Un tel parcours n’a rien d’exceptionnel. De plus en plus d’artistes sont amenés à endosser les multiples fonctions nécessaires à la vie de l’art, et le travail en réseau favorise cette multifonctionnalité. C’est sans doute là un trait commun à la plupart des personnes réunies au sein d’Agglo. Ce que Transactiv.exe partage avec les membres d’Agglo va donc bien au delà de l’intérêt pour un sujet d’étude ou d’expérience occasionnel [2]. En effet, quiconque a fait l’expérience de ce type de parcours, comprend que l’art procède d’un système complexe et vivant, où pour être dotées de sens, l’oeuvre et l’action (selon le sens que Hannah Arendt donne à ces notions [3] doivent entretenir des relations sans cesse renouvelées suivant les mutations ou l’érosion de l’environnement social et technique. A cet égard, la transmission et la transformation de l’expérience de l’art jouent un rôle primordial. Sans cela il n’y aurait ni oeuvre ni action, mais seulement des marchandises et de l’agitation.
Dans le cadre de l’intitulé générique du projet de recherche Agglo "construction de situations collectives d’invention", Transactiv.exe prend le parti d’affirmer la subjectivité des individus engagés dans des situations collectives, avant d’envisager ce qu’il en est de leur responsabilité dans la construction de ces situations, ou de leur contribution à ce qui s’y invente.

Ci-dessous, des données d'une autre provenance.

PR #10224, opened 2022-08-05
Fixes #35336 - System purpose card should not show when host is unregistered

jeremylenz:

The system purpose card was trying to render even for unregistered hosts. This breaks the entire host details page.

This change will check if the host is registered before rendering the system purpose card.

Check that the new host detail page renders properly with both registered and unregistered hosts.

### DIFF
--- a/webpack/components/extensions/HostDetails/Cards/SystemPurposeCard/SystemPurposeCard.js
+++ b/webpack/components/extensions/HostDetails/Cards/SystemPurposeCard/SystemPurposeCard.js
@@ -27,7 +27,7 @@ import { propsToCamelCase } from 'foremanReact/common/helpers';
 import './SystemPurposeCard.scss';
 import SystemPurposeEditModal from './SystemPurposeEditModal';
 import { selectHostDetailsStatus } from '../../HostDetailsSelectors';
-import { hasRequiredPermissions } from '../../hostDetailsHelpers';
+import { hasRequiredPermissions, hostIsNotRegistered } from '../../hostDetailsHelpers';
 
 const SystemPurposeCard = ({ hostDetails }) => {
   const showEditButton = hasRequiredPermissions(['edit_hosts'], hostDetails?.permissions);
@@ -56,6 +56,8 @@ const SystemPurposeCard = ({ hostDetails }) => {
       </GridItem>
     );
   }
+
+  if (hostIsNotRegistered({ hostDetails })) return null;
 
   return (
     <GridItem rowSpan={1} md={6} lg={4} xl2={3}>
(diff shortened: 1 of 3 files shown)


jeremylenz:
Updated to also hide the HW Properties card for unregistered hosts

webpack/components/extensions/HostDetails/DetailsTabCards/HwPropertiesCard.js
```diff
@@ -32,6 +33,7 @@ HostDisks.defaultProps = {
 };
 
 const HwPropertiesCard = ({ isExpandedGlobal, hostDetails }) => {
+  if (hostIsNotRegistered({ hostDetails })) return null;
```
lfu, line 36: 👍🏻

webpack/components/extensions/HostDetails/Cards/SystemPurposeCard/SystemPurposeCard.js
```diff
@@ -57,6 +57,8 @@ const SystemPurposeCard = ({ hostDetails }) => {
     );
   }
 
+  if (hostIsNotRegistered({ hostDetails })) return null;
```
lfu, line 60: Why not check it at the beginning of the function?

jeremylenz: @lfu updated :+1:

jeremylenz: I guess this is why:
```
Error:   48:29  error  React Hook "useSelector" is called conditionally. React Hooks must be called in the exact same order in every component render  react-hooks/rules-of-hooks
Error:   51:33  error  React Hook "useState" is called conditionally. React Hooks must be called in the exact same order in every component render     react-hooks/rules-of-hooks
```

jeremylenz:
Tried moving that check to the beginning, but that would mean calling hooks conditionally. So I changed it back.

webpack/components/extensions/HostDetails/Cards/SystemPurposeCard/SystemPurposeCard.js
lfu: We can move them together.
```
const SystemPurposeCard = ({ hostDetails }) => {
  const hostDetailsStatus = useSelector(selectHostDetailsStatus);
  const [editing, setEditing] = useState(false);
  if (hostIsNotRegistered({ hostDetails })) return null;
```

jeremylenz: But then we would have logic in the middle of assigning all of the consts. Seems cleaner to just assign all the consts, and then have your `if`s..

lfu (approved):
LGTM 👍🏻 

APJ

jeremylenz:
[test katello]

PR #10220, opened 2022-08-02
Fixes #35323 - CV Version Compare - add view by different/same

tazhibaevaaliya:
#### What are the changes introduced in this pull request?
Added the functionality for the dropdown for viewing by "Different/Same/All" for the content types comparison
#### What are the testing steps for this pull request?
**"View by Different"**
1. Select two versions to compare
2. Hit "Compare" button
3. Select "Different" in the dropdown "View by" 
4. Check that all the tabs show the content which is in either of the versions but not both 

**"View by Same"**
1. Select two versions to compare
2. Hit "Compare" button
3. Select "Same" in the dropdown "View by" 
4. Check that all the tabs show the content which is in common for both versions

**"View by All"**
1. Select two versions to compare
2. Hit "Compare" button
3. Select "All" in the dropdown "View by" 
4. Check that all the tabs show the all the content comparison for both versions

PR #10227, opened 2022-08-08
Fixes #35323 - CV Version Compare - add view by different/same

sjha4:
Added a new commit with the 2 test fixes.
Follow original PR here: Original PR from Aliya here: https://github.com/Katello/katello/pull/10220


jeremylenz (approved):
Thanks @sjha4 (and @tazhibaevaaliya) :)  Works great.

Found a few small issues, but they're not enough to block merging. I will let you decide if you want to address them here or later.

1. Clicking on the Versions tab should take me back to the versions list. It does nothing.
2. The first version I click becomes versionOne, so I got "Version 4.0" and "Version 3.0" in my table.  But I would expect to see the older version on the left. Should we sort the initial versions?
3. The vertical alignment of the dropdown isn't consistent:
Content-View-Details

sjha4:
> 2. The first version I click becomes versionOne, so I got "Version 4.0" and "Version 3.0" in my table.  But I would expect to see the older version on the left. Should we sort the initial versions?
> 3. The vertical alignment of the dropdown isn't consistent:

Pushed changes to address these.

> 1. Clicking on the Versions tab should take me back to the versions list. It does nothing.

This is a bit complicated. Clicking versions tab from compare page actually stays on the same URL and hence path doesn't change. I can't think of an easy way to get this to work other than to add a new URL path for compare component.

PR #10231, opened 2022-08-11
Fixes #35360 - Add all certificates from provided bundle to cert_store

jpasqualetto:
Current code only adds the first certificate from a bundle to the
cert_store. With this change, it will iterate over all certificates
from a provided CA bundle and add each one of them o the cert_store
used by katello to communicate with an upstream server.

### DIFF
--- a/app/lib/katello/resources/cdn.rb
+++ b/app/lib/katello/resources/cdn.rb
@@ -42,13 +42,18 @@ module Katello
 
           if options[:ssl_ca_cert].present?
             begin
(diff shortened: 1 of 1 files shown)


parthaa:
Hoping  https://github.com/theforeman/foreman/pull/9348 makes it in soon. We'd then use the add_file method.

jeremylenz:
@parthaa That's in now..

parthaa:
Closing this because -> https://github.com/Katello/katello/pull/10217 will address it.

PR #10236, opened 2022-08-15
Fixes #35368 - Prevent multiple envs in host registration

chris1984:

* New subscription manager version starting with EL8 now support being registered to multiple envs. We have a new version of Candlepin that allows this, until we add in support for multiple envs, we want to throw an error if multiples are being passed in.

* For hosts with EL8+ subscription-manager has changed the `environment_id` param to `environments` so added that in the controller if/else logic and added a line to throw an error if multiple envs are being passed in.
* I tried registering with multiple envs with EL7 which uses `environment_id` and it does not support passing in multiples so did not touch that legacy area.

* Check out PR
* Create a content view so you have a 2nd environment
* Spin up an EL8 client and try to register with 1 environment and make sure that works
* Unregister and try to register again passing in multiple envs IE `Library, Library/view`
* Verify you get a failure on your client and see the error in the rails logs

### DIFF
--- a/app/controllers/katello/api/rhsm/candlepin_proxies_controller.rb
+++ b/app/controllers/katello/api/rhsm/candlepin_proxies_controller.rb
@@ -313,6 +313,9 @@ module Katello
 
       if params.key?(:environment_id)
         environment = get_content_view_environment("cp_id", params[:environment_id])
+      elsif params.key?(:environments)
+        fail HttpErrors::BadRequest, _('Multiple environments are not supported.') if params['environments'].length > 1
+        environment = get_content_view_environment("cp_id", params['environments'].first['id'])
       elsif params.key?(:organization_id) && !params.key?(:environment_id)
         organization = Organization.current
         environment = organization.library.content_view_environment
--- a/test/controllers/api/rhsm/candlepin_proxies_controller_test.rb
+++ b/test/controllers/api/rhsm/candlepin_proxies_controller_test.rb
@@ -96,6 +96,27 @@ module Katello
         assert_response :success
       end
 
+      it "should register with new environments param" do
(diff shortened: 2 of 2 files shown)


app/controllers/katello/api/rhsm/candlepin_proxies_controller.rb
```diff
@@ -313,6 +313,9 @@ def find_content_view_environment
 
       if params.key?(:environment_id)
         environment = get_content_view_environment("cp_id", params[:environment_id])
+      elsif params.key?(:environments)
+        fail HttpErrors::BadRequest, _('Multiple environments are not currently supported at this time.') if params['environments'].length > 1
```
jeremylenz, line 317:
```suggestion
        fail HttpErrors::BadRequest, _('Multiple environments are not supported.') if params['environments'].length > 1
```

jeremylenz (commented):
Thanks @chris1984!

Would like to see test coverage of this as well.

chris1984:
@jeremylenz updated

jeremylenz (approved):
Thanks @chris1984!

✔️ `--environments Library,Library/CV_One` errors as expected
```
[root@rhel8c vagrant]# subscription-manager register --username admin --password changeme --environments Library,Library/CV_One --org Default_Organization
Registering to: centos8-katello-devel-stable.example.com:443/rhsm
Multiple environments are not supported. (HTTP error code 400: Bad Request)
```
✔️ `--environment` still registers as expected
✔️ `--environments` registers as expected when passing a single environment

Nice work! Ack 👍

chris1984:
[test katello]

parthaa:
[test katello]

PR #10237, opened 2022-08-15
Fixes #35369 - Moved the syncable repo exports to a different cv

parthaa:

Whenever we do an export repository or library we would
1) Find or Create the associated repo/library cv
2) Publish the version
3) Export the published version in a syncable format

With the addition of syncable format we do the same.
This has some unintended consequences
For example
1) Export the repository in an importable format
2) Update the repository contents
3) Now export the same repo in syncable format
4) Finally do an incremental export of the same repo
Notice that it has 0 content to export. That is because it is
incrementally exporting between the repo state in 3 and 4 instead of 1
and 4

This commit fixes this by making the syncable exports happen in an
entirely different content view, so that syncable and non syncable
exports are not mixed.

1) Export the repository in an importable format => `hammer content-export complete repository --id=<repo-id>`
2) Update the repository contents 
3) Now export the same repo in syncable format =>  `hammer content-export complete repository --id=<repo-id> --format=syncable`
4) Finally do an incremental export of the same repo  => `hammer content-export incremental repository --id=<repo-id>`
Notice that it has 0 content to export. That is because it is
incrementally exporting between the repo state in 3 and 4 instead of 1
and 4

Follow the same steps with this PR checked out on a New Repository. 
It should correctly incrementally export between the repo in 1 and 4

### DIFF
--- a/app/controllers/katello/api/v2/content_views_controller.rb
+++ b/app/controllers/katello/api/v2/content_views_controller.rb
@@ -66,7 +66,7 @@ module Katello
 
     def index_relation
       content_views = ContentView.readable
-      content_views = content_views.not_generated_for_repository unless Foreman::Cast.to_bool(params[:include_generated])
+      content_views = content_views.ignore_generated unless Foreman::Cast.to_bool(params[:include_generated])
       content_views = content_views.where(:organization_id => @organization.id) if @organization
       content_views = content_views.in_environment(@environment) if @environment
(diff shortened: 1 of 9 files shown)


sjha4:
Code change makes sense based on description of the PR. Starting to test..Thanks @parthaa for the commands to ctrl c + ctrl v..

parthaa:
> Code change makes sense based on description of the PR..Could use an assert test to see if the correct CVs are being picked for each format.

Added tests

sjha4 (approved):
APJ..works as described and code change looks good. 👍🏼

sjha4:
[test katello]

PR #10242, opened 2022-08-17
Fixes #35382 - Add rake task to refresh repos on all pulp proxies

chris1984:
Co-authored-by: Joniel Pasqualetto jpasqual@redhat.com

Un des présupposés de transactiv.exe est qu’il ne peut y avoir de construction de situations collectives sans reconnaissance des subjectivités individuelles qui portent la situation. Pour ne pas devenir une imposture ou une fiction totalitaire, la subjectivité collective doit être sans cesse négociée, articulée et confrontée aux subjectivités individuelles. Le processus de singularisation qui permet à l’individu de s’inventer comme un sujet agissant et pleinement investi d’une situation se joue dans cette négociation conflictuelle qui relie le particulier à l’universel, le local au global, le cas de jurisprudence à la loi et l’expérience à l’Histoire.
Le récit (à la première personne) occupe une place centrale dans ce processus. Il constitue la transition entre l’épreuve corrosive et dé-constructrice de l’expérience d’une part, et la délibération publique et re-constructrice d’autre part. Car l’expérience en soi, est une épreuve informe. C’est la construction du récit qui donne forme à la situation et un sens à l’expérience. Pour Transactiv.exe, le récit est un préalable qui précise le cadre des réflexions théoriques et des débats qui se développent avec le temps dans les forums associés à chaque article [4].
Le récit permet au sujet de s’abstraire progressivement d’une situation, par le fait même qu’il s’y représente et s’y raconte. Ce faisant il se l’approprie. Il devient l’auteur, non pas d’une situation objective qui le conditionne comme ses semblables, mais d’une histoire dont il n’était que l’acteur, voire simple figurant ou spectateur. C’est un premier degré de la distanciation que l’on qualifierait de brechtienne : c’est celle du conteur. Ce qui nous intéresse dans cette façon de construire la distance, c’est que la situation proposée ainsi à la réflexion, inclut le sujet et son devenir comme enjeu principal.
La construction narrative décrit un parcours et un mouvement. Il entraîne donc le narrateur dans un devenir qu’il doit inventer par un effort d’élucidation des conflits ou malaises rencontrés dans une situation, pour tenter d’aboutir à un dénouement, et le cas échéant, de poser plus clairement les données d’un problème. Cet effort d’élucidation amènera le narrateur à infléchir les stéréotypes comportementaux ou esthétiques qui normalisent son rapport aux situations. Les nouveaux modèles qu’il laisse ainsi entrevoir peuvent à leur tour nourrir l’imaginaire collectif. C’est en ce sens que le travail du récit peut offrir des analogies avec la jurisprudence.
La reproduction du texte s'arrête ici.